Task description -> Every line of the records below that has the word "your" should be copied.

=-=-=-=-=

PR #1023, opened 2021-11-10
Add an embedded favicon to the base template

javiereguiluz:
| Q             | A
| ------------- | ---
| License       | MIT
| Doc issue/PR  | -

This adds an inlined/embedded favicon to avoid 404 errors when browsers try to get it.

We can change the emoji character if you like. E.g. the black circle --> ⚫️  could resemble the Symfony logo?


fabpot:
@javiereguiluz Let's use the black circle!

javiereguiluz:
I've updated to use the "black circle" emoji. It works and it looks OK on Chrome and Firefox (on macOS). It doesn't work on Safari. See:

favicon

PR #1026, opened 2021-11-22
[symfony/security-bundle] use lowest possible p/w hash "work factor" in test env

### LINKED ISSUE #1024: [security-bundle recipe] Use less resource-intensive password hasher for `test` environment
As explained in different blog posts ([here](https://maks-rafalko.github.io/blog/2021-11-21/symfony-tests-performance/#using-more-simple-password-hasher), [here](https://titouangalopin.com/posts/60edL3P43zwG6uGUiIlvPL/tips-for-a-reliable-and-fast-test-suite-with-symfony-and-doctrine)), and also in the docs - default password hasher (`auto`) consumes a lot of resources and takes too much time, especially when it's executed thousands of times in functional tests.

From https://symfony.com/doc/current/security/passwords.html#configuring-a-password-hasher
> Hashing passwords is resource intensive and takes time in order to generate secure password hashes. In general, this makes your password hashing more secure.
> 
> In tests however, secure hashes are not important, so you can change the password hasher configuration in test environment to run tests faster:

```yaml
# config/packages/test/security.yaml
password_hashers:
    # Use your user class name here
    App\Entity\User:
        algorithm: plaintext
```

So, what do you think to update an official recipe and in addition to [`config/packages/security.yaml`](https://github.com/symfony/recipes/blob/a624d3bf1def68bbd2d542b3a99216c0af090552/symfony/security-bundle/5.3/config/packages/security.yaml) add one more file - `config/packages/test/security.yaml` with the code above?

This will help many developers creating *new* projects to not waste time with functional tests.

Related to 

* https://github.com/api-platform/docs/pull/1472
* https://maks-rafalko.github.io/blog/2021-11-21/symfony-tests-performance/#using-more-simple-password-hasher

Thank you.

kbond:
| Q             | A
| ------------- | ---
| License       | MIT
| Doc issue/PR  | Fix #1024

Perhaps we could create a [`test-hasher`](https://github.com/symfony/recipes/issues/1024#issuecomment-975504242) in Symfony itself but this wouldn't be available until 6.1. Until then, I believe this is an easy win.

This is documented in the [4.4 docs](https://symfony.com/doc/4.4/testing/http_authentication.html) but was lost (I think) after a documentation refactor.

My argument for not using `plaintext` [is here](https://github.com/symfony/recipes/issues/1024#issuecomment-975015039) but I'm not strongly opposed to it.

### DIFF
--- a/symfony/security-bundle/5.3/config/packages/security.yaml
+++ b/symfony/security-bundle/5.3/config/packages/security.yaml
@@ -29,7 +29,7 @@ security:
 when@test:
     security:
         password_hashers:
-            # By default, password encoders are resource intensive and take time. This is
+            # By default, password hashers are resource intensive and take time. This is
             # important to generate secure password hashes. In tests however, secure hashes
             # are not important, waste resources and increase test times. The following
             # reduces the work factor to the lowest possible values.
--- a/symfony/security-bundle/5.3/config/packages/security.yaml
+++ b/symfony/security-bundle/5.3/config/packages/security.yaml
@@ -25,3 +25,16 @@ security:
     access_control:
         # - { path: ^/admin, roles: ROLE_ADMIN }
         # - { path: ^/profile, roles: ROLE_USER }
+
+when@test:
+    security:
+        password_hashers:
+            # By default, password encoders are resource intensive and take time. This is
+            # important to generate secure password hashes. In tests however, secure hashes
+            # are not important, waste resources and increase test times. The following
+            # reduces the work factor to the lowest possible values.
+            Symfony\Component\Security\Core\User\PasswordAuthenticatedUserInterface:
+                algorithm: auto
+                cost: 4 # Lowest possible value for bcrypt
+                time_cost: 3 # Lowest possible value for argon
+                memory_cost: 10 # Lowest possible value for argon


symfony/security-bundle/5.3/config/packages/security.yaml
```diff
@@ -25,3 +25,12 @@ security:
     access_control:
         # - { path: ^/admin, roles: ROLE_ADMIN }
         # - { path: ^/profile, roles: ROLE_USER }
+
+when@test:
```
chalasr, line 29: Maybe add a small comment explaining that this is for performance purpose?

kbond: I copied the note from the old documentation.

symfony/security-bundle/5.3/config/packages/security.yaml
```diff
@@ -25,3 +25,16 @@ security:
...
```
weaverryan, line 29: Can we use `when@test` here? It's probably fine... but there's no guarantee the user has FWBundle 5.3 :/

symfony/security-bundle/5.3/config/packages/security.yaml
```diff
@@ -25,3 +25,16 @@ security:
...
+    security:
+        password_hashers:
+            # By default, password encoders are resource intensive and take time. This is
```
chalasr, line 32:
```suggestion
            # By default, password hashers are resource intensive and take time. This is
```

symfony/security-bundle/5.3/config/packages/security.yaml
stof: that's not related to FrameworkBundle. That's related to the version of the DI component and of HttpKernel. And for those, we have that guarantee

chalasr (approved):

kbond:
I confirmed with @maks-rafalko that there is virtually no performance difference between this method and plaintext.

nicolas-grekas (approved):

PR #1037, opened 2021-12-16
Copying the "archived/" directory from recipes-checker

weaverryan:
| Q             | A
| ------------- | ---
| License       | MIT
| Doc issue/PR  | TODO (mentioned on the main PR)

See https://github.com/symfony/flex/pull/845

Once https://github.com/symfony-tools/recipes-checker/pull/2 is merged, this can be merged.

### DIFF
--- a/.github/workflows/callable-flex-update.yml
+++ b/.github/workflows/callable-flex-update.yml
@@ -47,5 +47,8 @@ jobs:
                     git rm -q *.json
                     mv .github/flex-endpoint/*.json .
                     git add *.json
+                    # merge in new archived files
+                    for file in ../flex_endpoint/archived/*/*.json; do mv "$file" "archived/$(basename $(dirname "$file"))/$(basename "$file")"; done
+                    git add archived/*/*.json
                     git commit -m 'Update Flex endpoint' || true
                     git push origin -f flex/main
--- a/.github/workflows/callable-flex-update.yml
+++ b/.github/workflows/callable-flex-update.yml
@@ -48,7 +48,8 @@ jobs:
                     mv .github/flex-endpoint/*.json .
                     git add *.json
                     # merge in new archived files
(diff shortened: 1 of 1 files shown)


.github/workflows/callable-flex-update.yml
```diff
@@ -47,5 +47,8 @@ jobs:
                     git rm -q *.json
                     mv .github/flex-endpoint/*.json .
                     git add *.json
+                    # merge in new archived files
+                    for file in ../flex_endpoint/archived/*/*.json; do mv "$file" "archived/$(basename $(dirname "$file"))/$(basename "$file")"; done
```
nicolas-grekas, line 51: where does `flex_endpoint` come from?
shouldn't this be `mkdir -p archived; mv .github/flex-endpoint/archived/*.json archived/` instead?

weaverryan: Ha! Yes, sorry - you're right - this was a local testing path.

So I've added the `mkdir -p archived` (that was missing)Ha! Yes, sorry - you're right - this was a local testing path.

I've added the `mkdir -p archived` (that was missing). I've also fixed the path.

However, I don't think the `mv` you suggested works because the `.json` files are in subdirectories - e.g. they are `archived/symfony.twig-bundle.3.3/e13a79427495e670ef7a19f0e25fd13fbdd909d4.json`. It IS very possible that my mv statement can be simplified, let me know if you have an idea :)

.github/workflows/callable-flex-update.yml
```diff
@@ -47,5 +47,9 @@ jobs:
                     git rm -q *.json
                     mv .github/flex-endpoint/*.json .
                     git add *.json
```
nicolas-grekas, line 49: just after:
```
cp -a .github/flex-endpoint/archived .
git add archived/
```
and remove the rest?

weaverryan: Yup, you nailed it - that worked. Thank you for pointing that out :)

PR #1038, opened 2021-12-17
Add callable action to repopulate the recipe archives

weaverryan:
| Q             | A
| ------------- | ---
| License       | MIT
| Doc issue/PR  | None

Relates to: https://github.com/symfony-tools/recipes-checker/pull/3

On push to `main` - which is rare - we would run the new command to completely repopulate the `archived` directory on the `flex/main` branch. This really only needs to be done once, because it's kept up to date after automatically. But we could choose to run it on push just in case.

There IS one problem: how to replicate this for `recipes-contrib`?

### DIFF
--- a/.github/workflows/callable-flex-update-archived.yml
+++ b/.github/workflows/callable-flex-update-archived.yml
@@ -4,7 +4,7 @@ on:
     workflow_call:
         inputs:
             branch:
-                default: main
+                default: master
                 required: false
                 type: string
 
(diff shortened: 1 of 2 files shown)


nicolas-grekas:
Let's use a manual trigger instead?
https://docs.github.com/en/actions/managing-workflow-runs/manually-running-a-workflow

nicolas-grekas:
This would mean calling that workshop `callable-*` and referencing it from recipe-contrib's master branch

weaverryan:
GREAT idea. WDYT about this attempt? I can't test, so I'm shooting a bit blindly here :)

PR #1040, opened 2021-12-18
Proposal to include stacktraces in logs

l-vo:
| Q             | A
| ------------- | ---
| License       | MIT
| Doc issue/PR  |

=-=-=-=-=

Output for this exercise ->
> Hashing passwords is resource intensive and takes time in order to generate secure password hashes. In general, this makes your password hashing more secure.
    # Use your user class name here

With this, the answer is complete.